■ Exercise instructions: Give the data again exactly, stopping after the "## Why it matters" line.

■ Data to use:

Issue #142, opened 2026-08-05
Narrow the TOTP skew window so future-period codes are not accepted


leodip:
## Summary

Goiabada accepts a TOTP code from the previous, current and next 30 second time step, so roughly a 90 second window is valid at any instant. The next-step arm exists only to tolerate device clocks running ahead of the server. Accepting only the previous and current step would halve the window, at a cost to users whose clock runs fast.

This is recommendation 3 of #111, deliberately left out of that change because it is independent of replay and changes behaviour for a population of users in a way a security fix should not do quietly.

## Current behaviour

A TOTP code is derived from a time step, `floor(unix_seconds / 30)`, not from the clock directly. The authenticator app and the server each compute that number from their own clock, so a verifier accepts neighbouring steps to absorb the difference.

Goiabada uses the library defaults throughout. `GenerateOTPSecret` in `src/core/otp/generator.go` passes no `Period`, `Digits` or `Algorithm` to `totp.Generate`, and validation goes through `totp.Validate`, which hardcodes `Skew: 1`. In `pquerna/otp v1.5.0` that builds the candidate set as `counter`, then `counter+i` and `counter-i` for each skew step:

```go
counters = append(counters, uint64(counter))
for i := 1; i <= int(opts.Skew); i++ {
    counters = append(counters, uint64(counter+int64(i)))
    counters = append(counters, uint64(counter-int64(i)))
}
```

So with the server at step N, codes for N-1, N and N+1 are all accepted.

The two arms do not serve the same population:

- **N-1** covers device clocks running slow, and the ordinary case of reading a code near the end of its period and submitting it just after the rollover. Network latency and typing time put every user in this bucket some of the time.
- **N+1** covers only device clocks running ahead of the server. Nothing else produces a future code.

## Why it matters

The window is how long a code obtained by an attacker stays usable. After #111 a code is dead once the legitimate user spends it, so the residual exposure is a code the attacker obtained that the user then did not submit: shoulder-surfing, a code read from a lock screen notification, a phished code from a login the user abandoned. Halving the window is defence in depth on top of the one-time-use guarantee, not a fix for a distinct break.

## The cost, which is the reason this needs deciding rather than just doing

A device whose clock runs fast by `d` seconds is one step ahead exactly when `(t mod 30) >= 30 - d`, which is `d/30` of the time. If future-period codes stop being accepted:

| Device clock ahead by | Resulting login failure rate |
|---|---|
| 2s | ~7% |
| 5s | ~17% |
[...]

Issue #140, opened 2026-08-05
Security: a session-less completion inherits the previous session's amr, claiming otp that did not happen


leodip:
An authorization ceremony that reuses an existing session copies that session's `AuthMethods` onto its `AuthContext` in `HandleAuthorizeGet`, and nothing clears the copy if the session stops backing the ceremony. `HandleAuthCompletedGet`'s no-valid-session branch then passes the stale value to `StartNewUserSession`, and `HandleIssueGet` stamps it onto the authorization code, so it reaches the token as `amr`.

The result is a session row, and a token, recording `otp` for an authentication in which only a password was verified.

Found while building #129 and recorded there as follow-up 3. **Pre-existing rather than introduced by #129**: before that change the same stale value reached a session created with no authentication at all, so #129's `/auth/completed` gate strictly improved it.

Citations are by symbol rather than line number.

## The chain

Each hop verified against the code:

1. `HandleAuthorizeGet`'s SSO reuse branch assigns `authContext.AuthMethods = userSession.AuthMethods`. This is inside the `hasValidUserSession` block, which matters for reachability below.
2. The ceremony reaches `HandleAuthCompletedGet` with the session no longer valid, so it takes the else branch.
3. Since #129, that branch requires `authContext.Level1AuthCompleted` before creating a session, so the ceremony restarts at level 1 and the user enters a password. `AuthContext.AddAuthMethod` appends rather than replaces and is a no-op when `pwd` is already present, so `pwd otp` survives the restart unchanged.
4. `StartNewUserSession` is called with `authContext.AuthMethods` verbatim.
5. `HandleIssueGet` sets `AuthMethods: authContext.AuthMethods` on the code, which becomes the token's `amr`.

`acr` is unaffected: `AuthContext.SetAcrLevel` recomputes it from the target when there is no session. So the two claims disagree, and the token comes out internally inconsistent, `acr` at `urn:goiabada:level1` with `amr` `["pwd", "otp"]`. A relying party trusting `amr` over `acr` reads a second factor that did not happen in the ceremony that produced the token.

## Reachability, stated because it is narrow

The target ACR must not require level 2, or `HandleAuthLevel1CompletedGet` sends the ceremony to `/auth/level2` and the `otp` is genuinely earned. And the copy in step 1 sits inside the `hasValidUserSession` block, so an idle-expired session does not leak its methods: the session has to be valid at `/auth/authorize` and invalid by `/auth/completed`.

[...]

Issue #113, opened 2026-07-25
No rate limit on password verification in /api/v1/account/password and /api/v1/account/otp


leodip:
## Summary

Two account API endpoints verify the user's current password against `user.PasswordHash` with no rate limiting. An attacker holding a stolen access token but not the password can brute-force it offline-speed against the live endpoint, and the payoff on one of them is disabling the victim's second factor.

Severity: **Low to Medium**. It requires an already-compromised access token, so it is an amplification path rather than an entry point. But the specific amplification is 2FA removal, which is what makes it worth fixing.

## Affected code

`src/authserver/internal/server/routes.go:317` and `:319`:

```go
r.Put("/password", apihandlers.HandleAPIAccountPasswordPut(s.database, passwordValidator, auditLogger))
...
r.Put("/otp", apihandlers.HandleAPIAccountOTPPut(s.database, auditLogger))
```

Neither carries a `rateLimiter.*` middleware. The `/api/v1/account` group applies only `APIDebugMiddleware`, `authHeaderToContext`, `RequireBearerTokenScope` and `RequireValidSession` (`routes.go:304-308`).

Both handlers perform an unbounded bcrypt comparison:

`handler_api_account_password.go:66-69`

```go
if !hashutil.VerifyPasswordHash(user.PasswordHash, req.CurrentPassword) {
    writeJSONError(w, "Authentication failed. Check your current password and try again.", "AUTHENTICATION_FAILED", http.StatusBadRequest)
    return
}
```

`handler_api_account_otp.go:110-113`

```go
if !hashutil.VerifyPasswordHash(user.PasswordHash, req.Password) {
    writeJSONError(w, "Authentication failed. Check your password and try again.", "AUTHENTICATION_FAILED", http.StatusBadRequest)
    return
}
```

By contrast the browser-facing password form is protected: `routes.go:104` wraps `POST /auth/pwd` with `rateLimiter.LimitPwd`, which enforces both a per-IP and a per-account ceiling.

## Impact

The password check on `PUT /api/v1/account/otp` exists precisely so that a stolen session cannot disable 2FA. Leaving it unthrottled undermines that:

1. Attacker obtains an access token with `authserver:manage-account` (XSS on an RP, a leaked token in logs, a compromised client).
2. Attacker cannot authenticate as the user interactively because OTP is enabled.
3. Attacker brute-forces `req.Password` against `PUT /api/v1/account/otp` at whatever rate the server will sustain.
[...]

PR #143, opened 2026-08-05
fix(otp): make TOTP codes single use

### LINKED ISSUE #111: TOTP codes are replayable: no used-code tracking, RFC 6238 5.2 requires one-time use
## Summary

TOTP codes can be submitted repeatedly. `totp.Validate` has no notion of a consumed code, and goiabada stores nothing to track one, so a single intercepted OTP stays valid for its entire acceptance window. The default skew of one period widens that window to roughly 90 seconds.

RFC 6238 section 5.2 makes this a MUST NOT:

> "The verifier MUST NOT accept the second attempt of the OTP after the successful validation has been issued for the first OTP, which ensures one-time only use of an OTP."

Severity: **Low**. Exploiting it requires already having the code, so this is a defence-in-depth gap against real-time phishing proxies and shoulder-surfing rather than a standalone break.

## Affected code

Three call sites, all using the default `totp.Validate`:

- `src/authserver/internal/handlers/handler_auth_otp.go:264` (login, user already enrolled)
- `src/authserver/internal/handlers/handler_auth_otp.go:274` (login, enrolling now)
- `src/authserver/internal/handlers/apihandlers/handler_api_account_otp.go:163` (self-service enable)

```go
otpValid := totp.Validate(otpCode, otpSecret)
```

A grep for any used-code or counter tracking (`lastotp`, `otp_counter`, `usedotp`, `last_used_otp`) across `*.go` and `*.sql` returns nothing, and there is no such column on the `users` table.

## Reproduction

```go
key, _ := totp.Generate(totp.GenerateOpts{Issuer: "goiabada", AccountName: "poc@example.com"})
secret := key.Secret()
code, _ := totp.GenerateCode(secret, time.Now())

accepted := 0
for i := 0; i < 5; i++ {
    if totp.Validate(code, secret) {   // the exact call from handler_auth_otp.go:264
        accepted++
    }
}

prev, _ := totp.GenerateCode(secret, time.Now().Add(-30*time.Second))
```

Output:

```
REPLAY CONFIRMED: one OTP accepted 5/5 times by totp.Validate
SKEW CONFIRMED: previous-period code "347601" still accepted (default skew=1)
```

## Impact

An OTP obtained once can be used more than once inside the window. Realistic paths to obtaining one:

- A real-time phishing proxy that relays the victim's code, then reuses it on a second session.
- Shoulder-surfing, or a code read from a notification on a lock screen.
- A code entered into the wrong site and replayed by the attacker before it expires.

`LimitOtp` caps attempts at 10 per minute per user, which bounds brute force but does nothing about replay: replay needs one attempt, not many.

The `handler_auth_otp.go:274` and `handler_api_account_otp.go:163` enrolment sites are lower risk, since the secret is not yet bound to the account, but they should share whatever mechanism is adopted for consistency.

## Recommendation

Track the last accepted time-step counter per user and reject any code whose counter is less than or equal to it.

1. **Schema**: add a nullable `last_otp_counter BIGINT` (or equivalent per engine, following the existing datetime/int conventions) to `users`. Next migration number should be confirmed with `ls src/core/data/sqlitedb/migrations | tail` rather than assumed.

2. **Validation**: switch to `totp.ValidateCustom`, which returns the validation result, and derive the counter as `time.Now().Unix() / period`. Because skew is in play, the accepted code may belong to the previous, current or next step, so the implementation needs to identify which step matched and store that. Simplest approach is to iterate the skew window explicitly:

```go
const period = 30
now := time.Now().UTC()
for _, delta := range []int64{-1, 0, 1} {
    step := now.Unix()/period + delta
    candidate, err := totp.GenerateCode(secret, time.Unix(step*period, 0))
    if err != nil {
        return err
    }
    if subtle.ConstantTimeCompare([]byte(candidate), []byte(code)) == 1 {
        if user.LastOTPCounter.Valid && step <= user.LastOTPCounter.Int64 {
            return errOTPAlreadyUsed   // surfaced to the user as the generic incorrect-OTP error
        }
        user.LastOTPCounter = sql.NullInt64{Int64: step, Valid: true}
        // persist
        return nil
    }
}
```

Note the constant-time comparison: the current `totp.Validate` already does this internally, so a hand-rolled loop should not regress it.

3. **Consider narrowing skew.** The default of 1 accepts the previous and next periods. Reducing to accept only the previous period (not the future one) halves the window at minor cost to users with slow clocks. Optional and separate from the replay fix.

4. **User-facing behaviour**: a replayed code should produce the same generic "incorrect OTP" error as a wrong code, and emit `AuditAuthFailedOtp` as the existing failure paths do (`handler_auth_otp.go:266`, `:276`). Do not tell the caller the code was already used.

5. **Concurrency**: two simultaneous submissions of the same code could both read the old counter and both pass. If that matters, the counter update wants to be a conditional write (`UPDATE ... WHERE last_otp_counter IS NULL OR last_otp_counter < ?`) with the same compare-and-set shape already used by `MarkCodeAsUsed` in the auth-code flow.

## References

- RFC 6238 section 5.2 (Validation and Time-Step Size)
- OWASP ASVS 5.0 V2.8 (One-Time Verifier requirements)

leodip:
Closes #111.

A TOTP code accepted once is never accepted again, at all three call sites, and the refusal is
indistinguishable from a wrong code to the caller. RFC 6238 5.2.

■ Output of the task:
Issue #142, opened 2026-08-05
Narrow the TOTP skew window so future-period codes are not accepted


leodip:
## Summary

Goiabada accepts a TOTP code from the previous, current and next 30 second time step, so roughly a 90 second window is valid at any instant. The next-step arm exists only to tolerate device clocks running ahead of the server. Accepting only the previous and current step would halve the window, at a cost to users whose clock runs fast.

This is recommendation 3 of #111, deliberately left out of that change because it is independent of replay and changes behaviour for a population of users in a way a security fix should not do quietly.

## Current behaviour

A TOTP code is derived from a time step, `floor(unix_seconds / 30)`, not from the clock directly. The authenticator app and the server each compute that number from their own clock, so a verifier accepts neighbouring steps to absorb the difference.

Goiabada uses the library defaults throughout. `GenerateOTPSecret` in `src/core/otp/generator.go` passes no `Period`, `Digits` or `Algorithm` to `totp.Generate`, and validation goes through `totp.Validate`, which hardcodes `Skew: 1`. In `pquerna/otp v1.5.0` that builds the candidate set as `counter`, then `counter+i` and `counter-i` for each skew step:

```go
counters = append(counters, uint64(counter))
for i := 1; i <= int(opts.Skew); i++ {
    counters = append(counters, uint64(counter+int64(i)))
    counters = append(counters, uint64(counter-int64(i)))
}
```

So with the server at step N, codes for N-1, N and N+1 are all accepted.

The two arms do not serve the same population:

- **N-1** covers device clocks running slow, and the ordinary case of reading a code near the end of its period and submitting it just after the rollover. Network latency and typing time put every user in this bucket some of the time.
- **N+1** covers only device clocks running ahead of the server. Nothing else produces a future code.

## Why it matters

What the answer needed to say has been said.